> **WHAT YOU HAVE TO DO**:
Scan the following data for lines with "previously" and state how many there are, as a number only.

> **INFORMATION**:
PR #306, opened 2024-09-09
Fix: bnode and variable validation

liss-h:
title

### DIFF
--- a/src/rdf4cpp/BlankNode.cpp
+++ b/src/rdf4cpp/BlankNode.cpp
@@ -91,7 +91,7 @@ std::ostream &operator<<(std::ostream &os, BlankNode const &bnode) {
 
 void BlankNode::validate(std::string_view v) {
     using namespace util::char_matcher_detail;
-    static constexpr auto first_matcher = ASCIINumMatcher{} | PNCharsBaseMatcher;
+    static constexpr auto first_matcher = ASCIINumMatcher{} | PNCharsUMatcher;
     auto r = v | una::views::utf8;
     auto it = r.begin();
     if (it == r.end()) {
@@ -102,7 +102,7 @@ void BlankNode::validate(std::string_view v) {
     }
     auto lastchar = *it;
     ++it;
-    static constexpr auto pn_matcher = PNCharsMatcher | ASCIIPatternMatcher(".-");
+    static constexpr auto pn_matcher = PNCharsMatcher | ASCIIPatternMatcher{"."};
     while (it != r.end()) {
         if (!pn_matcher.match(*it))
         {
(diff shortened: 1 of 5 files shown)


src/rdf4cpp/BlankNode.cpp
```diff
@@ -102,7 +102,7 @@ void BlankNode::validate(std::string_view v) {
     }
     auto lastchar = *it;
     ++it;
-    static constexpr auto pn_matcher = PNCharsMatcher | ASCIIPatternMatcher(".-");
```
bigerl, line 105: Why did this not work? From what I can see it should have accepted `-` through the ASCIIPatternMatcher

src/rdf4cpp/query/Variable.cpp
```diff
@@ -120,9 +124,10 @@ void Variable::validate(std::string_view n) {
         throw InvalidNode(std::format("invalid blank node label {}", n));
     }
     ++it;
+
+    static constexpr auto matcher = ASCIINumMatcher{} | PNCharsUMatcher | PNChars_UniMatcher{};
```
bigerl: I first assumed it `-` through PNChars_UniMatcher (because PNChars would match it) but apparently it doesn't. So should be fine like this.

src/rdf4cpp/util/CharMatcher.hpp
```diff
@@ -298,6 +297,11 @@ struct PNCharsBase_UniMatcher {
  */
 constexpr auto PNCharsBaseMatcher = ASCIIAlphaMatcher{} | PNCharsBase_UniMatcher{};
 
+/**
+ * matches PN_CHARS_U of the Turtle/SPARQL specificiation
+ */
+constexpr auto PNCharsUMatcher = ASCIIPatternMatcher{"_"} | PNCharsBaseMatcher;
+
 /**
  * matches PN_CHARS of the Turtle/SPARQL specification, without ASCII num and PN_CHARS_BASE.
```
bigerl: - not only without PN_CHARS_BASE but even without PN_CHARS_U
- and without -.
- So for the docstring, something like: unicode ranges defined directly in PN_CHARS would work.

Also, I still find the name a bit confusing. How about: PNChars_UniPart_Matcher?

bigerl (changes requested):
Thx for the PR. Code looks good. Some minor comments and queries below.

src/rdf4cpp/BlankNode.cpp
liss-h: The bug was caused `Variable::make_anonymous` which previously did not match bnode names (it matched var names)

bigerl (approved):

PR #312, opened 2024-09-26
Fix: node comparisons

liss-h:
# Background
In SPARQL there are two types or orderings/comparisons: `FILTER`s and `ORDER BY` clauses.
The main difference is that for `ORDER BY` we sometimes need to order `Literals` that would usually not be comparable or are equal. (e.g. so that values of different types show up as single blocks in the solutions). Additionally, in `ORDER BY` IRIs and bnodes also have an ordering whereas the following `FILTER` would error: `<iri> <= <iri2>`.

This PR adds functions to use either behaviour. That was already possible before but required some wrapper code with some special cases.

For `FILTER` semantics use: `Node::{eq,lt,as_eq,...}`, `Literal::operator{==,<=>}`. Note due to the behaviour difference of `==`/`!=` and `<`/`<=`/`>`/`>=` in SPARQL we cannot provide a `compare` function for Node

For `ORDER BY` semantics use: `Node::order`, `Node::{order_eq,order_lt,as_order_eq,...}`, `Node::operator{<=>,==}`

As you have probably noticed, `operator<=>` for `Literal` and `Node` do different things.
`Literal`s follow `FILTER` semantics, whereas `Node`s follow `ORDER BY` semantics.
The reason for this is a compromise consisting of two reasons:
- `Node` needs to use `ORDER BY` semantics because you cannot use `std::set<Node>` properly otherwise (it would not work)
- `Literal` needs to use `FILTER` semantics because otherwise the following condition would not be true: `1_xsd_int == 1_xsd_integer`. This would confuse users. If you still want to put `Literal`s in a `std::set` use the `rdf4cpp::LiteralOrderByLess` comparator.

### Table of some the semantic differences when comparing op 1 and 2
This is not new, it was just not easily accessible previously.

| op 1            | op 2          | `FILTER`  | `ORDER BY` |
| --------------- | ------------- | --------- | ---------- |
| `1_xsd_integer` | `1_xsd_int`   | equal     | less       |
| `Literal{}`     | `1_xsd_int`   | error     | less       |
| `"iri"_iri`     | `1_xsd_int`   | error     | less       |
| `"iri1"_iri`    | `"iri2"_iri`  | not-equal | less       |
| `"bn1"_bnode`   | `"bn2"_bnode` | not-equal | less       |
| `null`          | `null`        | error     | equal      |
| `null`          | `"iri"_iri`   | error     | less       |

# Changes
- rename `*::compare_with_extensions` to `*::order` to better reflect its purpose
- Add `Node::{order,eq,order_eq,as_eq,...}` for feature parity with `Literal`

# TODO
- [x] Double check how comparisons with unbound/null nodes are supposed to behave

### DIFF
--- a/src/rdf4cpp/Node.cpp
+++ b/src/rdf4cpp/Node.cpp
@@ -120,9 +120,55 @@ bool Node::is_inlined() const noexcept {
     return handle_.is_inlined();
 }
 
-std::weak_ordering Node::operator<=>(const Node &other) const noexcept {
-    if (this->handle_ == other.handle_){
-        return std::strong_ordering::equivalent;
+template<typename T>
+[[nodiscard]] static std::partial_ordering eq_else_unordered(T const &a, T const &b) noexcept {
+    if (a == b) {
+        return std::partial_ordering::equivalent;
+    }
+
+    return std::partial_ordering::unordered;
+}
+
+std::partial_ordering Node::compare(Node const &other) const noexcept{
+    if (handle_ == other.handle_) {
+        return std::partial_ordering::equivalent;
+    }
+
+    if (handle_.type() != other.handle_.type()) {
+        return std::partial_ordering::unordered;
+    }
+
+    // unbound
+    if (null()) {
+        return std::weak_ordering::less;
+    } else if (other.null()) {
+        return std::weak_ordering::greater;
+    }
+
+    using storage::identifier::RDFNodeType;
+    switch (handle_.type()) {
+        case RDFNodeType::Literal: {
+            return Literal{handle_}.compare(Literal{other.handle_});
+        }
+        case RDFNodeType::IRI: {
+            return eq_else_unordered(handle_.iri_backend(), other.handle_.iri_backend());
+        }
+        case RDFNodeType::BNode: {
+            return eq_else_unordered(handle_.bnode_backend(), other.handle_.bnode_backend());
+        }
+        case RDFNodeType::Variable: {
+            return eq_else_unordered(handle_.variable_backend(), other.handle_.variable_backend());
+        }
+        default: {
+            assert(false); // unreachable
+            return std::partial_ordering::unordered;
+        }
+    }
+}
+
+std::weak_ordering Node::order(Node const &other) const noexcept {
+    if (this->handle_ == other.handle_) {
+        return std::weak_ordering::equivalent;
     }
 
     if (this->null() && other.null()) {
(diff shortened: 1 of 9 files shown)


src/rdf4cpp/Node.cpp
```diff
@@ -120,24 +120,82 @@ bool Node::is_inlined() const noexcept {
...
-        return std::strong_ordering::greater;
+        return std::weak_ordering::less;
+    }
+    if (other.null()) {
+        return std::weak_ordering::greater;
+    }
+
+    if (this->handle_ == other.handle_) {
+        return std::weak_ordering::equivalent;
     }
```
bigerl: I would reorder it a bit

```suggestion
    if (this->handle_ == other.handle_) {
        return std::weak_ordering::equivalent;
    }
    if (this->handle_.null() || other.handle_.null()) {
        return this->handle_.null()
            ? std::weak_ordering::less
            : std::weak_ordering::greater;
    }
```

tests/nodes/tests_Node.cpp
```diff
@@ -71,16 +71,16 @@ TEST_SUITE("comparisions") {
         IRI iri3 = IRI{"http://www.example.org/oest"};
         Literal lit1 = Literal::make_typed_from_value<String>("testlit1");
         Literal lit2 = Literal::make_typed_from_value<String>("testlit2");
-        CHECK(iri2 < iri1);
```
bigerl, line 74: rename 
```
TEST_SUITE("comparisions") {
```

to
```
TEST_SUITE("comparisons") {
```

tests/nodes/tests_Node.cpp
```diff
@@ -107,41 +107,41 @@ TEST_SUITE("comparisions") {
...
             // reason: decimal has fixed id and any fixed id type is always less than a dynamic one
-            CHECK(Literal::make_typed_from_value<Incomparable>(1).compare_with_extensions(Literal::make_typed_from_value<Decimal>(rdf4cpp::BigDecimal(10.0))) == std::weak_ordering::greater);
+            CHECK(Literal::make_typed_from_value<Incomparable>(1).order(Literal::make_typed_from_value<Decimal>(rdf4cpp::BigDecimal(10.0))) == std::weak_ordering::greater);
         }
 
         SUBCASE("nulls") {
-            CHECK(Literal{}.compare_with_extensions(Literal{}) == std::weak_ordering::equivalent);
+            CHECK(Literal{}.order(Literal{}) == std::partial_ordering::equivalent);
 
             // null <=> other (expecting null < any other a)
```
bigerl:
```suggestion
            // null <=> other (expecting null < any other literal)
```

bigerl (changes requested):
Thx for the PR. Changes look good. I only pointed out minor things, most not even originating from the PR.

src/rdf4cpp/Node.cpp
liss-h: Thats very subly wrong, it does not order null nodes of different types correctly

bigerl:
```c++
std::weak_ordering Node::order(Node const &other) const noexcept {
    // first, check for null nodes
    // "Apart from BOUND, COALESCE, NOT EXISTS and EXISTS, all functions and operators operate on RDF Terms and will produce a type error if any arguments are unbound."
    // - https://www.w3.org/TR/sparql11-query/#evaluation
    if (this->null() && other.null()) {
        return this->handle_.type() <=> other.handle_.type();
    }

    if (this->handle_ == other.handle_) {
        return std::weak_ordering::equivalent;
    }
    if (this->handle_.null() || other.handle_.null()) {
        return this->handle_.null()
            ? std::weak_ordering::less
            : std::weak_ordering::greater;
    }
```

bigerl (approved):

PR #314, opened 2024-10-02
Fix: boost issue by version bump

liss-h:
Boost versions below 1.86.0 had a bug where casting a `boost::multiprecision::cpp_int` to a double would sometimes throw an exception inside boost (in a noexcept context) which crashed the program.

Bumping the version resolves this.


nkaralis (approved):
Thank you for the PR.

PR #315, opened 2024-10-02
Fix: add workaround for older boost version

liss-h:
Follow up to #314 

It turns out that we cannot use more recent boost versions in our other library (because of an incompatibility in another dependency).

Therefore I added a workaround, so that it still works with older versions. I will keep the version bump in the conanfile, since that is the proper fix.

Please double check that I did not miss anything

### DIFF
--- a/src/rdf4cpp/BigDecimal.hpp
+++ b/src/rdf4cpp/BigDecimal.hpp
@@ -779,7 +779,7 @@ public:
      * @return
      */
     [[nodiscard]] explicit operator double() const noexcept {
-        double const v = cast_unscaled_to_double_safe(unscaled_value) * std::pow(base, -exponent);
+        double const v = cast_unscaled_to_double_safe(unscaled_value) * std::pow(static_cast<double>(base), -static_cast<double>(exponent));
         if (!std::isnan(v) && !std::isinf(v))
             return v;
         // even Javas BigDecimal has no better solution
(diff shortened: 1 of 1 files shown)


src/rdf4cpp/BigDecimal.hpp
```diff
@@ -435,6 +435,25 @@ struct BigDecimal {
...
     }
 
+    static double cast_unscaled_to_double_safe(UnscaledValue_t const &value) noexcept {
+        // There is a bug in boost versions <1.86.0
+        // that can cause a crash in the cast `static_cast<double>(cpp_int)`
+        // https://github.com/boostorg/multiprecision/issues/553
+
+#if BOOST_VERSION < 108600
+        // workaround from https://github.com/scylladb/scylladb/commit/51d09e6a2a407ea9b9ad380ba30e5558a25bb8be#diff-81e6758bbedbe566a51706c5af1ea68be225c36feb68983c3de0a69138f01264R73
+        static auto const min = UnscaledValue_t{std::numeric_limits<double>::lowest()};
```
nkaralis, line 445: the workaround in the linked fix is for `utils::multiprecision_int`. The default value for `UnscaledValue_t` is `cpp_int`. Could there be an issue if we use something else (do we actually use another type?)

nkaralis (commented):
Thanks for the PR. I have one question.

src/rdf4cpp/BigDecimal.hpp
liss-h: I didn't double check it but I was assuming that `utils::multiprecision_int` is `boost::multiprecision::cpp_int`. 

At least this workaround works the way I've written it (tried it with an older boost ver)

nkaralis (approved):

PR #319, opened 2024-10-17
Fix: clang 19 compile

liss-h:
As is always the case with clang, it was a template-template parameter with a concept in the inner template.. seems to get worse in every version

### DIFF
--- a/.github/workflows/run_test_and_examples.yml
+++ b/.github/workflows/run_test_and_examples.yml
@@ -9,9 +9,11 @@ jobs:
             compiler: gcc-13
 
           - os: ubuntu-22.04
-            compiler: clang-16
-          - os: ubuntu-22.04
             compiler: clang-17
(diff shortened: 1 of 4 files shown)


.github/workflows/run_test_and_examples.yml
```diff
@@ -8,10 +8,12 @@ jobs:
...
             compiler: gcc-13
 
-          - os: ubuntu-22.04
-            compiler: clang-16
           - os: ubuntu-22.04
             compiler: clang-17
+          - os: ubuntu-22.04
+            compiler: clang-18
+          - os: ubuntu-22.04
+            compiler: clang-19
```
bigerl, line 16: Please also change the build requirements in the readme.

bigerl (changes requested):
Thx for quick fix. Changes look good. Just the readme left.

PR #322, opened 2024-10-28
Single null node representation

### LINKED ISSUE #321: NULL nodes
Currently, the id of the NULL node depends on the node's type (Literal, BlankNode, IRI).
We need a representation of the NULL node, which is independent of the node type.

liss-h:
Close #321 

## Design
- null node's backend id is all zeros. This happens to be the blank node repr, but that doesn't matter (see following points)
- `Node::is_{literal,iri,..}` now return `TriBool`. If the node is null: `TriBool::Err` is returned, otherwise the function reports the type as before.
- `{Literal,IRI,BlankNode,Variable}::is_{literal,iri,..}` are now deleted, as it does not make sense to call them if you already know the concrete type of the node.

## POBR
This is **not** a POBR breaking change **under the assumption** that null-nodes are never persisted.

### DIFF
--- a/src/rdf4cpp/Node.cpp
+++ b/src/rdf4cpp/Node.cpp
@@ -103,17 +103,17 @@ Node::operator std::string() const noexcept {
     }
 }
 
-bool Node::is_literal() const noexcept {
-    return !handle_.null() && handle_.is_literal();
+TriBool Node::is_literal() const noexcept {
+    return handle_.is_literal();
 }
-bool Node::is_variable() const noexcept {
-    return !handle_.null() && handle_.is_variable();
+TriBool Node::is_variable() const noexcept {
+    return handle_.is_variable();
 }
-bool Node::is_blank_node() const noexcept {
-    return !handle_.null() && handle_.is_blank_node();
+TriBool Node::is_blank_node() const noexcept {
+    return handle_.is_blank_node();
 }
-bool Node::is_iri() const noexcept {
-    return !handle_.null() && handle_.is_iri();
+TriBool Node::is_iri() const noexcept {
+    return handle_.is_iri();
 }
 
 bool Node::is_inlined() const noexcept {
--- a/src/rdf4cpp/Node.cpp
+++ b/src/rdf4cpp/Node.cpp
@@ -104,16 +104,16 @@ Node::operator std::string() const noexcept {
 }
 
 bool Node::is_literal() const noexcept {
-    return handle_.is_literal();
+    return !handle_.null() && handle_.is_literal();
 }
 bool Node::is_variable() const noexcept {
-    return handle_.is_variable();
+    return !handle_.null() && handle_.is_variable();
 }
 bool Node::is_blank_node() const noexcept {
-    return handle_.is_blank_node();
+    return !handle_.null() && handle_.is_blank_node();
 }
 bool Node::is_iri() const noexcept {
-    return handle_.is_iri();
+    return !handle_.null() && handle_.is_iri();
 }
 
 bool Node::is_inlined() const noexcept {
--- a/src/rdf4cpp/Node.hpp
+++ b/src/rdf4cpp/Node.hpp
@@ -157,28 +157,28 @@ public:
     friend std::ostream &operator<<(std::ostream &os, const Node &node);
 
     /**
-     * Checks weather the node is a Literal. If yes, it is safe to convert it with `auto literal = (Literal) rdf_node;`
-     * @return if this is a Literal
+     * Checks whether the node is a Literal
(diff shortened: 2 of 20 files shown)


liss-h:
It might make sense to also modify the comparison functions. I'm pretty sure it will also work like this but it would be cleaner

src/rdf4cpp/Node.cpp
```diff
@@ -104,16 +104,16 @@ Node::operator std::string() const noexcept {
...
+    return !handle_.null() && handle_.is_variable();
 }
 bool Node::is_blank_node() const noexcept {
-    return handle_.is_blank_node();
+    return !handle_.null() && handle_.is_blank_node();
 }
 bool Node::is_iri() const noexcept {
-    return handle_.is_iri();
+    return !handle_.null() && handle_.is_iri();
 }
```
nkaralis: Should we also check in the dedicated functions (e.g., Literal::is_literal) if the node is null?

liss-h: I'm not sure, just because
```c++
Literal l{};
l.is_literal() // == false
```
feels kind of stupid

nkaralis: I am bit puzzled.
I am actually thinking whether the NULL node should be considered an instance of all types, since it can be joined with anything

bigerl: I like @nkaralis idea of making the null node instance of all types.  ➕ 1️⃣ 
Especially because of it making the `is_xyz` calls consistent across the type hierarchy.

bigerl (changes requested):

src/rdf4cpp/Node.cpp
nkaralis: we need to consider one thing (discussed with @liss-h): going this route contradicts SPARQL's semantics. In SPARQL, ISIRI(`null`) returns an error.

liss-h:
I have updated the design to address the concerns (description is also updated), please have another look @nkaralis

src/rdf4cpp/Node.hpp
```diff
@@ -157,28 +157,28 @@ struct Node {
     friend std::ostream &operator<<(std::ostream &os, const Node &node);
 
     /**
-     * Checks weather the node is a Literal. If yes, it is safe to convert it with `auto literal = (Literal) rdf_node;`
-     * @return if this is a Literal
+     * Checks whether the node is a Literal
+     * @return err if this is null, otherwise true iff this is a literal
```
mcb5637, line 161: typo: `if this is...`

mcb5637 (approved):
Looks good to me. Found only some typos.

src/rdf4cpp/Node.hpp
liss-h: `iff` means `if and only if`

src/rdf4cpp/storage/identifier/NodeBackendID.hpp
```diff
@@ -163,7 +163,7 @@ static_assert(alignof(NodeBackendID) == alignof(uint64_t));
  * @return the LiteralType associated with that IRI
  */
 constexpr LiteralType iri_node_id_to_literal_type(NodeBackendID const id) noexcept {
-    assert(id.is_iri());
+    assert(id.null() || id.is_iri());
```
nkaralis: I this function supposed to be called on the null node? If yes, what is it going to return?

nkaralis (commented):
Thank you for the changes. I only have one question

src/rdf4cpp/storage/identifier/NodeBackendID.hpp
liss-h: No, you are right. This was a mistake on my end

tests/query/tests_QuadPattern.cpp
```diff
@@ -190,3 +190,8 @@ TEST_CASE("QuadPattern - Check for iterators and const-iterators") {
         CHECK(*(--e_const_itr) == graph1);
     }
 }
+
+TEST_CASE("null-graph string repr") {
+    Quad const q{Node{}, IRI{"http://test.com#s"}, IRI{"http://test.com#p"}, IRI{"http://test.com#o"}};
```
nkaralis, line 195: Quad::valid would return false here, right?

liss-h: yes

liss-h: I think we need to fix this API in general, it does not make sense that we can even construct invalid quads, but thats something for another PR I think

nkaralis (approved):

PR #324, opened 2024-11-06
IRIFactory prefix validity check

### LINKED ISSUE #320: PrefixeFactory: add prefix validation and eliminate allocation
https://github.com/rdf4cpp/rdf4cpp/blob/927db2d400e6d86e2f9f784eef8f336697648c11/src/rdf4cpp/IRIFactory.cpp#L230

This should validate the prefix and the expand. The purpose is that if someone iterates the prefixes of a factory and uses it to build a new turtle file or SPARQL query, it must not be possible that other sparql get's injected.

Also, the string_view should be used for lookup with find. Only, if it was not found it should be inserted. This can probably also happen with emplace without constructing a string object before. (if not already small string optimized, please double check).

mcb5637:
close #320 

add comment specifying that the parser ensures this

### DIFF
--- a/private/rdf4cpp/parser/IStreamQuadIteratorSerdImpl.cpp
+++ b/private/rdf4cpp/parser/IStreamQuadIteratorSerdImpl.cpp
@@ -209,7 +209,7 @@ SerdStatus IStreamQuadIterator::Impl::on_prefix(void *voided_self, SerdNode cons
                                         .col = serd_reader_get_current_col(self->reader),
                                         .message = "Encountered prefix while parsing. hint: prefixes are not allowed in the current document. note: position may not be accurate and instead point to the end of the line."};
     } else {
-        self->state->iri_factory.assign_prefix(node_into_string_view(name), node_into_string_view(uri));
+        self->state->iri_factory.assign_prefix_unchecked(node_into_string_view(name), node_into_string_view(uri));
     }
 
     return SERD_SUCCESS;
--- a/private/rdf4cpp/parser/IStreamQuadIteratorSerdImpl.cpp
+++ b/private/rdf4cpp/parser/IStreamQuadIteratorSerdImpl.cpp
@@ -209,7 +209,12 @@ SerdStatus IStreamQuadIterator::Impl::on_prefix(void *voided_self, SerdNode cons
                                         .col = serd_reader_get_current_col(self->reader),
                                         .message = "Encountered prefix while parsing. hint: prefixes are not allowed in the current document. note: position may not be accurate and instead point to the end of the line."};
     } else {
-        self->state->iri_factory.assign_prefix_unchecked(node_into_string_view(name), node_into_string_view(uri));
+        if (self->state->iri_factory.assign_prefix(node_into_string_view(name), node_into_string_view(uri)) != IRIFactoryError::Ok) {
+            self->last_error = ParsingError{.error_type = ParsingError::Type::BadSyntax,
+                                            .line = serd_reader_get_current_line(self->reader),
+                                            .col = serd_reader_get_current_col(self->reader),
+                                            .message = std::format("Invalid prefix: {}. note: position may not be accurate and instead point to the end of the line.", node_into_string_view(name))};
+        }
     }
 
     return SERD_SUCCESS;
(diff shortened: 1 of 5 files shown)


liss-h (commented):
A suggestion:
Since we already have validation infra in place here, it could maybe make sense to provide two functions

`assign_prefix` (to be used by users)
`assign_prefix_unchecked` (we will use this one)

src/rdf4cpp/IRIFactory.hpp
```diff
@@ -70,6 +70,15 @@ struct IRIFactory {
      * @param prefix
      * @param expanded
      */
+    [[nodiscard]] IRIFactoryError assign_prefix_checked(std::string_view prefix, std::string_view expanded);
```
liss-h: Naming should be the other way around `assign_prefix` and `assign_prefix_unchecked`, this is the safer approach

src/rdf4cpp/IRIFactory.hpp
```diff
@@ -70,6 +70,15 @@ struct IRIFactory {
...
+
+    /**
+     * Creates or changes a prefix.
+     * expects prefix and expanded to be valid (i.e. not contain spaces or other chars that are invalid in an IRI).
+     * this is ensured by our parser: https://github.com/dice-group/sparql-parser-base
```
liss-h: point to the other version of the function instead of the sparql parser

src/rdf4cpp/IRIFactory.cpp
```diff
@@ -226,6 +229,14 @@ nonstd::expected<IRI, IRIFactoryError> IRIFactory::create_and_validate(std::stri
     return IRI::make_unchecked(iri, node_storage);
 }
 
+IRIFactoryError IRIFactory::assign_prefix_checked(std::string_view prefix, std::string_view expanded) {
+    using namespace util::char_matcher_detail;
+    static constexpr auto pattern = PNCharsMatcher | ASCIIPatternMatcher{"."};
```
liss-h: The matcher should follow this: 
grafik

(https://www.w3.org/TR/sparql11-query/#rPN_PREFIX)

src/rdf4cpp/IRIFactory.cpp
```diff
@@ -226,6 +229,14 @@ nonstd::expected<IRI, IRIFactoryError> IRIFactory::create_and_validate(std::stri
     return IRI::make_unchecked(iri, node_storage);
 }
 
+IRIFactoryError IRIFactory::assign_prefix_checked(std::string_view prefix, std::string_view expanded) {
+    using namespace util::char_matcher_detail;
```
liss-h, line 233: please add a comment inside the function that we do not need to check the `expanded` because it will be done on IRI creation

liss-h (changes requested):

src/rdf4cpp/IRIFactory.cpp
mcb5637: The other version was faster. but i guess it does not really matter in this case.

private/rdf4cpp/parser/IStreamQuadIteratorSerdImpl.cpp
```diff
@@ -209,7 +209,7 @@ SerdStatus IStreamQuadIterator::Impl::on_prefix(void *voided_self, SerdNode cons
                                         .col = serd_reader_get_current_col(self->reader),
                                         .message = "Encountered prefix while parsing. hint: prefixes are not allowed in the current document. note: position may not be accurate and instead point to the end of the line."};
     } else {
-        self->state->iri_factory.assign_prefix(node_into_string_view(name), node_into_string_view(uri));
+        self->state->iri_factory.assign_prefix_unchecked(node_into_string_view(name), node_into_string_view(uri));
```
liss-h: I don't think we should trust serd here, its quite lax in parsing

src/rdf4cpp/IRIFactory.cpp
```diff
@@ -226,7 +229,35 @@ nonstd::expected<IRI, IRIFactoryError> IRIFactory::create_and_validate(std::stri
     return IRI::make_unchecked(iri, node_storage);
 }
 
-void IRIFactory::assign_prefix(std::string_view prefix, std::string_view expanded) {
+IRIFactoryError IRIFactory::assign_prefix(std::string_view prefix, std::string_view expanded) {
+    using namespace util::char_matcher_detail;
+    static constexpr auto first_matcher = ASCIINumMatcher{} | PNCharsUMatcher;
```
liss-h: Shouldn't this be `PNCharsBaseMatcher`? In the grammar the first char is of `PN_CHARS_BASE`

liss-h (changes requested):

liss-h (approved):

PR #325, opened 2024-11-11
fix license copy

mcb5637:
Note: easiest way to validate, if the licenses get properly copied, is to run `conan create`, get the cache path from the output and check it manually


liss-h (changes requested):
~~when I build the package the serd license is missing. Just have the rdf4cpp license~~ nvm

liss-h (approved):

> **RESULT OF THE EXERCISE**:
2